## [YOUR ASSIGNMENT]
Across the listing below, count every line where the string "complex" appears, then give only the count.

## [RECORDED DATA]
PR #623, opened 2018-02-02
Mapping between ruby base and ruby text in complex cases (#247).

### LINKED ISSUE #247: How to handle mismatched sequences in complex ruby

## [PROBLEM SOLUTION]
2